━━━ Provided records ━━━

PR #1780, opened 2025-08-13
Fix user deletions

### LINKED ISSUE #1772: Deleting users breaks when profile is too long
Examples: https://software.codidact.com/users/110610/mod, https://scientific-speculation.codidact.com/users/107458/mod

━━━
━━━ Provided records ━━━

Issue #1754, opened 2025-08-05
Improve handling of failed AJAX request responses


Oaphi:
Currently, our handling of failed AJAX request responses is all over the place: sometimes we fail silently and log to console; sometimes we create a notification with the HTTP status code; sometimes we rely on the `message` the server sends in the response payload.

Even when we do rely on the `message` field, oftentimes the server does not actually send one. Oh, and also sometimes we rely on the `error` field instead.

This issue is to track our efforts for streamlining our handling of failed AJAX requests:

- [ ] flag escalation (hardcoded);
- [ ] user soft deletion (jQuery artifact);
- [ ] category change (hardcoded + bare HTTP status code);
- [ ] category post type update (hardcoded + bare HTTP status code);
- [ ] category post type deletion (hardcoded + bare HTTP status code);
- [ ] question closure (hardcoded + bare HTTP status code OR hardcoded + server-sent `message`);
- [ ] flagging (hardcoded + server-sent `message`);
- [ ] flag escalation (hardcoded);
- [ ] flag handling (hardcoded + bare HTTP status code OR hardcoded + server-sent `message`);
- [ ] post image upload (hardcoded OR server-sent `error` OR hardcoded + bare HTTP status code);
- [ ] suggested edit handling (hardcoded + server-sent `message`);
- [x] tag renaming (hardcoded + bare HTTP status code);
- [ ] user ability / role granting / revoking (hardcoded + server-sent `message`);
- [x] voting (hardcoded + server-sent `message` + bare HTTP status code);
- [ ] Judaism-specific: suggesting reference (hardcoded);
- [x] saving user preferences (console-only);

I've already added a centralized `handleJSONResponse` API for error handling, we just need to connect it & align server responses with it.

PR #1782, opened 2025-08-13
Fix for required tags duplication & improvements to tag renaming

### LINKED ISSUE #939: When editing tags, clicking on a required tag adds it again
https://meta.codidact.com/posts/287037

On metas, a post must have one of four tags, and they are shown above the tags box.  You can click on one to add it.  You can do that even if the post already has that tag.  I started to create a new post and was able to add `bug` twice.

━━━
━━━ Provided records ━━━

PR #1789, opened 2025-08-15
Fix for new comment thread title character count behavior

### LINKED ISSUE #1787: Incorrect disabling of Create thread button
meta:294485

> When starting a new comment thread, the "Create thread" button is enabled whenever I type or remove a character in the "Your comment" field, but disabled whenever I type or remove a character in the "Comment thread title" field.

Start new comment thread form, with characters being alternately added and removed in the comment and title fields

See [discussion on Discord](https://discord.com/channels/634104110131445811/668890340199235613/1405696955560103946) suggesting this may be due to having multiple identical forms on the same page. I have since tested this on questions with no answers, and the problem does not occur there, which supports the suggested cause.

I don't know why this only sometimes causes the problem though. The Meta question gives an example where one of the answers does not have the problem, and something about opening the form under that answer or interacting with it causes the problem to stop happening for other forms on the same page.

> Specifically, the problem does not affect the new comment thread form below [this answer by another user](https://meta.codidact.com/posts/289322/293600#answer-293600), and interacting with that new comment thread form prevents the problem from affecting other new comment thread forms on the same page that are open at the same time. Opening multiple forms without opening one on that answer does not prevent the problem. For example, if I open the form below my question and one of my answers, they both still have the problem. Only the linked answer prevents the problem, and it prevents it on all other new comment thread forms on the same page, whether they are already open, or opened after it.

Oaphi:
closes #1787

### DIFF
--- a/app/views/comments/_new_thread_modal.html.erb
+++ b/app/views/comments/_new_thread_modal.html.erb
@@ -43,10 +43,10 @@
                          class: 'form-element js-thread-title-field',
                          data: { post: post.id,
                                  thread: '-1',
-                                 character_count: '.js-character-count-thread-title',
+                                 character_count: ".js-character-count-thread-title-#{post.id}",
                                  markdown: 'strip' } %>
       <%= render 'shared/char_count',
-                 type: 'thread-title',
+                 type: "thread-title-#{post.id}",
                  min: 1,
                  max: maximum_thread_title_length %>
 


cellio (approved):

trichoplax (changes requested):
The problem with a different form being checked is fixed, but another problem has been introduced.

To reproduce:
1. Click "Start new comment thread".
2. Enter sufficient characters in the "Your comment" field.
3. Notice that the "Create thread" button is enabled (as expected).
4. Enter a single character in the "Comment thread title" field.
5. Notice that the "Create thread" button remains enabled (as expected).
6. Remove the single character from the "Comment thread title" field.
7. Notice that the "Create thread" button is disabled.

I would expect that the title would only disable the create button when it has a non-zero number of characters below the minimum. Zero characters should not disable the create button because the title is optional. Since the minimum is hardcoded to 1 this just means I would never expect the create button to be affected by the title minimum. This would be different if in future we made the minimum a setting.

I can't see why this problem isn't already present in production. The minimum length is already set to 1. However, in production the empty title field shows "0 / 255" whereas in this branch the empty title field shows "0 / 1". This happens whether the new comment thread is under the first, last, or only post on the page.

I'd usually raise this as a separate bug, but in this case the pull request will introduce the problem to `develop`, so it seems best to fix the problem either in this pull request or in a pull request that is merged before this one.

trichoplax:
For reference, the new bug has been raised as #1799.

━━━

_Exercise brief:_ Working from the records above, write out verbatim only the lines from the line containing "- [ ] category post type deletion" through the line containing "- [ ] user ability".

_Expected output:_
- [ ] category post type deletion (hardcoded + bare HTTP status code);
- [ ] question closure (hardcoded + bare HTTP status code OR hardcoded + server-sent `message`);
- [ ] flagging (hardcoded + server-sent `message`);
- [ ] flag escalation (hardcoded);
- [ ] flag handling (hardcoded + bare HTTP status code OR hardcoded + server-sent `message`);
- [ ] post image upload (hardcoded OR server-sent `error` OR hardcoded + bare HTTP status code);
- [ ] suggested edit handling (hardcoded + server-sent `message`);
- [x] tag renaming (hardcoded + bare HTTP status code);
- [ ] user ability / role granting / revoking (hardcoded + server-sent `message`);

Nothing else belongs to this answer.